Tout cela soudain s'efface, disparaît, s'évanouit comme un mirage. Ces années ont fui vers le néant. Qui sommes-nous à présent ? Sommes-nous de ta famille ? Existons-nous encore lorsque nous ne sommes pas devant tes yeux ? Nos noms signifient-ils quelque chose pour toi ? Il semble bien, oui, qu'ils t'évoquent confusément quelque chose : on a connu vos noms. Mais ces noms ne te concernent plus, ils sont ceux d'étrangères qui sont de ton sang, peut-être, mais que tu n'as pas eu l'occasion de connaître.

« On a connu vos noms... Mais on vous a rarement vues ».
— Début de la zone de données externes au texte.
PR #1295, opened 2023-06-05
Fix incorrect example in jetstream README

bojanz:
The options right below the example are correct, but the example itself uses what I assume are outdated method names.


piotrpio (approved):
LGTM!

PR #1300, opened 2023-06-07
[CHANGED] Simplified JetStream API changes and improvements

piotrpio:
- Fixed typo in `PullThresholdBytes` option
- Removed push consumer only fields from `ConsumerConfig`
- Removed `context.Context` from `PublishAsync` and `PublishMsgAsync`
- Renamed `AddConsumer` to `CreateOrUpdateConsumer` - this change is introduced in anticipation for separation of create and update operations in nats-server. After they'll be introduced, there will be 3 methods:
  - `CreateOrUpdateConsumer()` - current upsert behavior
  - `CreateConsumer()` - will not overwrite consumer
  - `UpdateConsumer()` - will fail if consumer does not exist

### DIFF
--- a/examples/jetstream/js-consume/main.go
+++ b/examples/jetstream/js-consume/main.go
@@ -47,7 +47,7 @@ func main() {
 		log.Fatal(err)
 	}
 
-	cons, err := s.AddConsumer(ctx, jetstream.ConsumerConfig{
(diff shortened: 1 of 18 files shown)


derekcollison:
IIRC we could block PublishAsync based on the outstanding ack window.

PR #1312, opened 2023-06-13
[CHANGED] Simplified API for listing streams and stream names, added option to filter by stream name

piotrpio:
- `ListStreams` and `StreamNames` now allow for iterating over returned channel (channel is always closed)
- `ListStreams` and `StreamNames` now both accept `WithStreamListSubject` for filtering out returned streams


Jarema (approved):
LGTM!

Un large pan de nos vies est nié, rayé, effacé, englouti dans l'abyme béant de tes yeux, ce précipice vertigineux qui nous aspirera sans doute à notre tour, ce prépice qui exhale un souffle glacé, le souffle du néant, le souffle de la mort qui te guette, le souffle de l'oubli. Ce gouffre ne connaît pas de visage, identité, réalité. Il n'est pas une porte vers un ailleurs. Ce gouffre n'est que néant, et peu à peu tu deviens ce gouffre. La mort déjà dans un corps encore en vie.